(ABOUT THIS TASK):
Check every line below for the word "files" and copy the ones that have it.

(RECORDS SHOWN):

PR #28596, opened 2023-03-24
refactor: rooms model remove findOneByIdOrName to async

ggazzo:


apps/meteor/app/reactions/server/setReaction.ts
```diff
@@ -48,6 +47,10 @@ async function setReaction(room: IRoom, user: IUser, message: IMessage, reaction
 		});
 	}
 
+	// if (!('reactions' in message)) {
+	// 	return;
+	// }
+
```
KevLehman, line 53:
```suggestion
```

KevLehman (changes requested):

apps/meteor/app/reactions/server/setReaction.ts
ggazzo: this function is so stupid 😢

PR #28605, opened 2023-03-24
regression: Thread Preview breaking room

hugocostadev:

This regression was caused by this PR: https://github.com/RocketChat/Rocket.Chat/pull/28454 

Webhooks/integrations sometimes send an empty array to the messages object, because of that was necessary to double check if the array in not empty.


yash-rajpal (approved):

gabriellsh:
I think we can merge this, but just one comment:

If we knowingly accept for empty arrays to come in attachments, we should fix the `attachments` property in `IMessage` to reflect this. If we shouldn't, we must then not allow this to happen in the backend.

Let's treat this as a hotfix and investigate a little further

sampaiodiego:
@gabriellsh I understand your point, in fact we have discussed similar situations a few times, but in this case an empty array of an object is "**valid**"  and correctly typed.. as you can see https://www.typescriptlang.org/pt/play?ts=4.7.4#code/C4TwDgpgBAwg9gWzAGwgDwPICMBWUC8UA3gFBTlQB2AhghAFxQDOwATgJaUDmA3GRQDdqydgBNGWOHFTVKfAL4kSoSFACyskPCSo0BYv3JDkAVwhNG2lOmw4A2gF0FSgMZxKLZsDisG6zVa6+qQUUMZmFlCOJPJ8JEA

this `{ attachments: MessageAttachment[] }` doesn't mean `attachments` is not empty.. it means it is an array and every array value will be the type `MessageAttachment`

hugocostadev:
> @gabriellsh I understand your point, in fact we have discussed similar situations a few times, but in this case an empty array of an object is "**valid**" and correctly typed.. as you can see https://www.typescriptlang.org/pt/play?ts=4.7.4#code/C4TwDgpgBAwg9gWzAGwgDwPICMBWUC8UA3gFBTlQB2AhghAFxQDOwATgJaUDmA3GRQDdqydgBNGWOHFTVKfAL4kSoSFACyskPCSo0BYv3JDkAVwhNG2lOmw4A2gF0FSgMZxKLZsDisG6zVa6+qQUUMZmFlCOJPJ8JEA
> 
> this `{ attachments: MessageAttachment[] }` doesn't mean `attachments` is not empty.. it means it is an array and every array value will be the type `MessageAttachment`

But is it necessary to return an empty array instead of not returning an `attachment` object?

sampaiodiego:
I think it is from that file indeed..

and it is not *required* to save/return an empty array.. but my point was that an empty array is still a **valid typed value** ..

gabriellsh:
Oh yes, of course. I wonder why typescript wouldn't error since `message.attachments[0]` could be undefined... `isQuoteAttachment` only accepts `MessageAttachmentsBase` as parameter...

PR #27024, opened 2022-10-06
feat: apps to service

thassiov:
## Proposed changes (including videos or screenshots)

Make the apps-engine work as a service.

## Further comments

AECO-55
Depends on https://github.com/RocketChat/Rocket.Chat.Apps-engine/pull/587

PR #28612, opened 2023-03-24
refactor: Remove promise.await from apps

MarcosSpessatto:

Jira:
ARCH-382
ARCH-383
ARCH-384
ARCH-385


sampaiodiego (approved):
@RocketChat/apps can you please help confirm this is not creating a breaking change?

d-gubert:
> @RocketChat/apps can you please help confirm this is not creating a breaking change?

https://github.com/RocketChat/Rocket.Chat/pull/27024 was doing something similar, there's a couple things to note:

* https://github.com/RocketChat/Rocket.Chat/pull/27024/files#diff-20896fd9739a3566192ff645f3e4ef9e38bad33201de1a51f9eed80820a7facdR26 - this method needs to still run in a Fiber - changing that would break compatibility
* https://github.com/RocketChat/Rocket.Chat/pull/27024/files#diff-cec952ea73b6c415413ceede969dca56342823768fe967d09590d5637f10aff2 - same case for this one

ggazzo:
what does that mean? that this pr is useless or that we should keep it?
I don't think the PR you mentioned is in a healthy state enough to delivered (too many changes, too many conflicts).

If you can guarantee that this pr is good, providing approval or requesting changes, we can continue with the plan.

ggazzo:
Since we are following this idea of doing changes small as we can and keep everything working I cant see any problem on keeping the pointed changes in mind and apply them later
> Or do you think that we should simply keep it in the radar for the future?

PR #28613, opened 2023-03-24
fix: `UI_Use_Real_Name` not being respected in quotes and RoomForeword

gabriellsh:

Updated pertinent places and made it so user `name` is always sent with message (empty if non-existant).

Before:
image
image

After:
image
image

## Issue(s)

fix https://github.com/RocketChat/Rocket.Chat/issues/23051

## Further comments

TC-563


gabriellsh:
Unfortunately, for attachments (such as quotes), this setting only takes effect when sending the attachment. After that, if you change the setting, it'll show the value that was sent at that time (either name or username). This is a software design limitation related to how attachments work currently.

hugocostadev (commented):
Waiting conflicts to be solved

hugocostadev (approved):

d-gubert (approved):
All good on Apps-Engine side!

PR #28617, opened 2023-03-24
fix: room export by email

albuquerquefabio:

We improve the logic on the "/room.export" endpoint.

## Issue(s)

- /room.export 
  - When one tries to export to email, that is using the param `{"type": "email"}`, we get the error `"Cannot read property 'map' of undefined"`, even when "toUsers" and "toEmails" is provided.
  - Subject can not be empty and also must be validated before and after the submission.
 
## Further comments

This is PR https://github.com/RocketChat/Rocket.Chat/pull/24157 which I extracted this content. Why? The solution proposed here is much more simple than the original PR.


sampaiodiego (changes requested):
missing tests

PR #28647, opened 2023-03-27
refactor(Meteor.user): Remove all occurrences

rodrigok:

ARCH-180


MarcosSpessatto (dismissed):

apps/meteor/app/2fa/client/TOTPOAuth.js
```diff
@@ -105,7 +105,7 @@ Meteor.loginWithLinkedin = function (options, cb) {
 	overrideLoginMethod(loginWithLinkedin, [options], cb, loginWithLinkedinAndTOTP);
 };
 
-Accounts.onPageLoadLogin((loginAttempt) => {
+Accounts.onPageLoadLogin(async (loginAttempt) => {
```
KevLehman, line 108: Should this be a promise.await for now? Accounts.onPageLoadLogin doesn't seems to accept an async callback, so 2fa may not work 👀

ggazzo: you are right, but since process2faReturn is already async function I dont believe running this sync is the required

KevLehman (approved):

PR #28651, opened 2023-03-28
refactor: Remove promise.await 7/N

ggazzo:


apps/meteor/app/lib/server/functions/setStatusText.ts
```diff
@@ -36,14 +36,17 @@ async function _setStatusTextPromise(userId: string, statusText: string): Promis
...
-	return Promise.await(_setStatusTextPromise(userId, statusText));
-}
-
-export const setStatusText = RateLimiter.limitFunction(_setStatusText, 5, 60000, {
-	async 0() {
-		// Administrators have permission to change others status, so don't limit those
-		const userId = Meteor.userId();
-		return !userId || !(await hasPermissionAsync(userId, 'edit-other-user-info'));
+export const setStatusText = RateLimiter.limitFunction(
+	function _setStatusText(userId: any, statusText: string): boolean {
```
rodrigok, line 40: Did you forget to change this to async?

ggazzo: not exactly  the Promise.await removal is pretty obvious so somewhere/somehow someone is going to remove, I was only  "preparing the field" to do so. I didnt check every place where the function is being used, because I was focusing in different 'task/file' I can do this on other steps

PR #28909, opened 2023-04-13
refactor: Remove Meteor.runAsUser part 1

MarcosSpessatto:


apps/meteor/app/lib/server/functions/setUsername.ts
```diff
@@ -3,15 +3,70 @@ import { Accounts } from 'meteor/accounts-base';
...
 import { SystemLogger } from '../../../../server/lib/logger/system';
+import { callbacks } from '../../../../lib/callbacks';
+import { joinDefaultChannels } from './joinDefaultChannels';
+
+export const setUsernameWithValidation = async (userId: string, username: string, joinDefaultChannelsSilenced?: boolean): Promise<void> => {
+	if (!username) {
+		throw new Meteor.Error('error-invalid-username', 'Invalid username', { method: 'setUsername' });
+	}
+
+	const user = await Users.findOneById(userId);
```
KevLehman, line 24: Since you're not using the full user, a projection would be good :)

MarcosSpessatto: My main concern here is the callback.run we have below, it's relying on the whole user 😞

ggazzo (approved):

PR #28927, opened 2023-04-15
fix: Change audit main titles

felipe-rod123:

Change  audit main titles from `Message Auditing` to `Audit messages`.

Change from `Message auditing log` to `Audit logs`.

## Further comments

WM-13


rique223 (dismissed):
Please keep the old keys here and change only the translation value on the dictionary. This way we avoid breaking other language translations. E.G.: instead of creating an Audit_logs, lets do "Message_auditing_log": "Audit logs"

hugocostadev (approved):

PR #28951, opened 2023-04-17
refactor: Remove bindenv from settings & centralize settings creation

KevLehman:


KevLehman:
Drafting for now as meteor still doesn't support top level await on 3.0

apps/meteor/app/lib/server/startup/oAuthServicesUpdate.js
```diff
@@ -194,10 +194,10 @@ function customOAuthServicesInit() {
...
-				addOAuthService(name, values);
+				await addOAuthService(name, values);
 			}
 		}
-	});
+	}
 }
 
-customOAuthServicesInit();
+await customOAuthServicesInit();
```
MarcosSpessatto, line 203: Would not be better to create a function as you did in the other ones? 🤔

apps/meteor/server/settings/accounts.ts
```diff
@@ -0,0 +1,949 @@
...
+			await this.add('Accounts_Password_History_Amount', 5, {
+				type: 'int',
+				enableQuery,
+				i18nLabel: 'Password_History_Amount',
+				i18nDescription: 'Password_History_Amount_Description',
+			});
+		});
+	});
+
+await settingsRegistry.addGroup('OAuth', async function () {
```
MarcosSpessatto, line 794: Any reason not to have this inside a function as well?

MarcosSpessatto (dismissed):
I've found these other 2 cases [orchestrator.ts](https://github.com/RocketChat/Rocket.Chat/blob/refactor/bind-env-settings/apps/meteor/ee/server/apps/orchestrator.js#L243-L293) and [assets.ts](https://github.com/RocketChat/Rocket.Chat/blob/refactor/bind-env-settings/apps/meteor/app/assets/server/assets.ts#L359-L364). Shouldn't we move those 2 to functions as well?

apps/meteor/app/lib/server/startup/oAuthServicesUpdate.js
KevLehman: Ah, this is already a function 😬 but didn't move to the other places as this has some extra logic in there (getting settings, env, creating oauth classes etc) so left it for a future refactor: separate setting creation logic from oauth logic and break down the file

apps/meteor/server/settings/accounts.ts
KevLehman: Good catch! This should be on Oauth file 😬

KevLehman:
About assets and orchestrator:

- orchestrator is EE so left intact (since we have the UI and BE to decide whether or not to use these, I don't think it affects but yeah, ee)
- assets has some "customization" to the settings, so left intact

rodrigok (approved):

Issue #22145, opened 2021-05-26
member list is randomly sorted


CvH:
### Description:

The users at the memberlist are randomly sorted and it is difficult to find someone without actually using the search, `/directory/users` works properly in that regard.
The "sort by" setting is also ignored for it.

### Steps to reproduce:

1. open the memberlist at the general channel

### Expected behavior:

list the members in alphabetically

### Actual behavior:

![image](https://user-images.githubusercontent.com/1355173/119620725-9b9fff00-be05-11eb-91e1-154ce6a430f3.png)

### Server Setup Information:

- Version of Rocket.Chat Server: 3.14.0
- Operating System: Ubuntu
- Deployment Method: snap
- Number of Running Instances: 1
- DB Replicaset Oplog: -
- NodeJS Version: v12.22.1
- MongoDB Version: 3.6.14

### Client Setup Information

- Desktop App or Browser Version: Chrome latest
- Operating System: Win/Linux

emikolajczak:
Hi, I confirm. It's hard to say what it is sorted by. Certainly not by Full name or Username

ankar84:
Confirm that issue. Users complaining about that.

johncrisp:
First thing is please upgrade immediately to 3.14.4

See the release notes for why.

Has anyone tested this on either 3.14.4 or 3.15?

CvH:
@johncrisp currently running 3.15, still the same issue appears (updated issue description with new version)

lebkayn:
on 3.16, sorting by name seems to be working. but sorting by activity is totally random

faustfaustov:
> on 3.16, sorting by name seems to be working. but sorting by activity is totally random

on 3.17.1, still sorting by activity is random

CvH:
still a problem at the latest official version currently available 3.18.1

ankar84:
3.18.2 same issue

CvH:
4.3.1 same issue

ankar84:
@dudanogueira @debdutdeb  please take a look at that issue.
It's not so critical in functionality aspect, it's a UI\UX bug, but very annoying to users.

AmiKonst:
So. Where is the solution?

CvH:
5.4 same issue

varun-s22:
Hey there.. is this issue still open?
can i take it?

RG7279805:
@debdutdeb if no one is assigned yet can i work on this issue?

[...]

PR #28954, opened 2023-04-18
chore #22145 issue : Sorting the Member List according to names of the users

M-coder-design:


debdutdeb (changes requested):
should be handled by backend, not manually in the frontend. the endpoint takes a `sort` parameter, as I can see, please use that.

PR #28958, opened 2023-04-18
chore: Improve microservice deserialization of Buffer values

d-gubert:

Currently, if a service sends a Buffer in a method call or expects a buffer as the return value of a call, the serializer returns a `Uint8Array` instead, as that's how EJSON handles these cases.

This PR changes any `Uint8Array` sent as params of service calls or as a result value back into a Buffer, so the services don't need to change their expected values.

## Further comments

There are services in the upcoming Apps-Engine microservices migration that handle Buffers, this PR is required for those services to operate correctly


apps/meteor/ee/server/startup/broker.ts
```diff
@@ -67,7 +67,36 @@ class EJSONSerializer extends Base {
...
+		 * message to an action, i.e. the returning value of a service API call.
+		 * We also want these to be parsed back into a Buffer
+		 */
+		return this.rebufferize(EJSON.parse(buf.toString()));
+	}
+
+	/**
+	 * Recrusively convert all EJSON.Binary objects to Buffers
+	 */
+	rebufferize(obj: unknown): any {
```
ggazzo, line 86:
```suggestion
	private rebufferize(obj: unknown): any {
```

tassoevan (changes requested):
`Serialized` is used by client (web/browser) code too, therefore `Buffer` cannot be used here. Keeping it as `Uint8Array` fits a little bit more, however I'm not 100% sure if we're assuming `Serialized` is JSON or EJSON decoded after encoded.

ggazzo (changes requested):
also looking at your case, you claim that serialized keeps the buffer structure, but Date does not. The curious thing is that EJSON.parse keeps the dates, so something leads me to believe that you want to to use serialized in the wrong place

apps/meteor/ee/server/startup/broker.ts
```diff
@@ -67,7 +67,36 @@ class EJSONSerializer extends Base {
...
+
+		// We exclude strings because they are also iterable but are a primitive type
+		if (obj && typeof obj !== 'string') {
+			// Arrays and objects are iterable and can be handled the same way
+			Object.entries(obj).forEach(([key, value]) => {
+				(obj as Record<string, unknown>)[key] = this.rebufferize(value);
+			});
+		}
+
+		return obj;
```
ggazzo, line 99: this can also cause performance issues it is preferable perform such cases on the "application/function" level

PR #28930, opened 2023-04-15
Added css variable for highlight colour

ravijyoti3:
## Proposed changes (including videos or screenshots)

The word added to highlight in user preferences, gets highlighted successfully. Also the extra spacing from the left has been removed.
image

## Issue(s)

fixes #28845 

## Steps to test or reproduce

1.  Define a custom highlight eg: testing.
2. Compose a message containing the word "testing".
3. Submit the message.

PR #28963, opened 2023-04-18
fix: Fixed custom highlight issue

### LINKED ISSUE #28845: Custom highlights invisible
### Description:

Custom highlights are invisible.

### Steps to reproduce:

1. Define a custom highlight, e.g. `test2`.
2. Compose a message consisting of the words `test1`, `test2` and `test3`, each separated by a line break.
3. Submit this message.

### Expected behavior:

It is clearly visible that the message contains the message `test2`.

### Actual behavior:

I can't clearly see that the message contains  `test2`.

image

### Server Setup Information:

- Version of Rocket.Chat Server: 6.1.1
- Deployment Method: Docker
- MongoDB Version: 6.0.5

### Client Setup Information

Issue is client-agnostic.

### Additional context

As can be seen in the above screenshot, the text `test2` is slightly moved to the right. It turns out that HTML elements for highlighting that word are actually present as this screenshot from Chromium's DevTools shows:

image

The element with the class `highlight-text` even has the CSS property `background-color` set:

image

However, the variable `--selection-background` is not defined anywhere.

vishalhampiholi:

Fixed the highlighting issue 

Before the fix 

before change

After the fix 

After change

Also fixed the small spacing issue .

## Issue(s)

Closes #28845 

## Steps to test or reproduce

1. Define a custom highlight, e.g. test2.
2.Compose a message consisting of the words test1, test2 and test3, each separated by a line break.
3.Submit this message.


hugocostadev:
Please, update your branch and check it again, seems that a lot of unnecessary stuff were added

dougfabris:
Closing this one in favor of: #28930
Thanks for your contribution @vishalhampiholi

PR #28965, opened 2023-04-18
fix: Fixing the user status change by app

AllanPazRibeiro:
Fixing a bug in the app bridge where the user prop was not being considered on the user reactive change regarding the user status. 

## Issue(s)
The app bridge was not correctly handling changes to the user status when the user prop was updated. This led to inconsistencies in the app's UI, where the user status would not be properly reflected in certain cases.

To fix this issue, I updated the app bridge to properly consider changes to the user prop when handling user status changes. This ensures that the app's UI accurately reflects the user's current status at all times.

## Steps to test or reproduce
Basically, you only need to create a simple app that changes the user status and status text by any trigger. Now the user status will change instantly.

### DIFF
--- a/apps/meteor/app/apps/server/bridges/users.ts
+++ b/apps/meteor/app/apps/server/bridges/users.ts
@@ -106,11 +106,7 @@ export class AppUserBridge extends UserBridge {
 		return true;
 	}
 
-	protected async update(
-		user: IUser & { id: string },
-		fields: Partial<IUser> & { statusDefault: string },
-		appId: string,
-	): Promise<boolean> {
+	protected async update(user: IUser & { id: string }, fields: Partial<IUser>, appId: string): Promise<boolean> {
 		this.orch.debugLog(`The App ${appId} is updating a user`);
 
 		if (!user) {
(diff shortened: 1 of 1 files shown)


tiagoevanp (approved):

apps/meteor/app/apps/server/bridges/users.ts
```diff
@@ -121,13 +121,6 @@ export class AppUserBridge extends UserBridge {
 			return true;
 		}
 
-		const { status } = fields;
-		delete fields.status;
```
d-gubert, line 125: Is it necessary to remove the `status` field? It is valid in Rocket.Chat's `IUser` type def https://github.com/RocketChat/Rocket.Chat/blob/390523f3103134a767286420a15a5d02696cafc5/packages/core-typings/src/IUser.ts#L119-L140 - maybe it should be kept?

d-gubert (changes requested):
Can you please remove the `& { statusDefault: string }` part from the `fields`  param in the `update` function as well? It's very confusing and inaccurate, because the Apps-Engine will never send this property from the apps side

apps/meteor/app/apps/server/bridges/users.ts
AllanPazRibeiro: the first one makes sense to me, I will be removing the `{ statusDefault: string }` but I don't get the second comment, I am removing all the lines since it is not relevant to remove the field status since it will be considered in the User update

AllanPazRibeiro: Previously I used the UserPresence.changeDefaultStatus, then @sampaiodiego change it to use the prop statusDefault, but I don't think this is the case now, we need to change the status not the defaultStatus

sampaiodiego (approved):

d-gubert (approved):

PR #28967, opened 2023-04-19
fix: removed the avatar appearing besides the messages 

ShrutiSharma77:


ShrutiSharma77:
removed the avatar showing besides messages in omnichannel section.

PR #28974, opened 2023-04-19
regression: `Not authorized` error when loading a room

gabriellsh:

Listen for changes in the `user` object from `useUser`
This also fixes some logic regarding anonymous reading. (Also a regression)

## Steps to test or reproduce

Login with a user, open a room and refresh without cache. It happens only sometimes, but most times this error appears.
## Further comments

This happened because the `user` object comes from `Meteor.user()` and we provide it in a context above the Room. Unfortunately, this user depends on meteor reactivity, and `username` is left out on the first load, meaning the checks inside `useOpenRoom` fail, even though milliseconds after it runs, username is present.

[SUP-75]

[SUP-75]: https://rocketchat.atlassian.net/browse/SUP-75?atlOrigin=eyJpIjoiNWRkNTljNzYxNjVmNDY3MDlhMDU5Y2ZhYzA5YTRkZjUiLCJwIjoiZ2l0aHViLWNvbS1KU1cifQ

### DIFF
--- a/apps/meteor/app/lib/server/functions/loadMessageHistory.ts
+++ b/apps/meteor/app/lib/server/functions/loadMessageHistory.ts
@@ -14,7 +14,8 @@ export async function loadMessageHistory({
 	showThreadMessages = true,
 	offset = 0,
 }: {
-	userId: string;
+	// userId is undefined if user is reading anonymously
+	userId?: string;
 	rid: string;
 	end: Date | undefined;
 	limit?: number;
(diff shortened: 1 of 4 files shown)


sampaiodiego (changes requested):
looks like you created the branch based on `develop`, so it brought some undesired things to merge.. can you please clean that up?

gabriellsh:
Closing because I cherry-picked my commits to https://github.com/RocketChat/Rocket.Chat/pull/29006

(EXPECTED ANSWER):
* https://github.com/RocketChat/Rocket.Chat/pull/27024/files#diff-20896fd9739a3566192ff645f3e4ef9e38bad33201de1a51f9eed80820a7facdR26 - this method needs to still run in a Fiber - changing that would break compatibility
* https://github.com/RocketChat/Rocket.Chat/pull/27024/files#diff-cec952ea73b6c415413ceede969dca56342823768fe967d09590d5637f10aff2 - same case for this one
(diff shortened: 1 of 1 files shown)
(diff shortened: 1 of 4 files shown)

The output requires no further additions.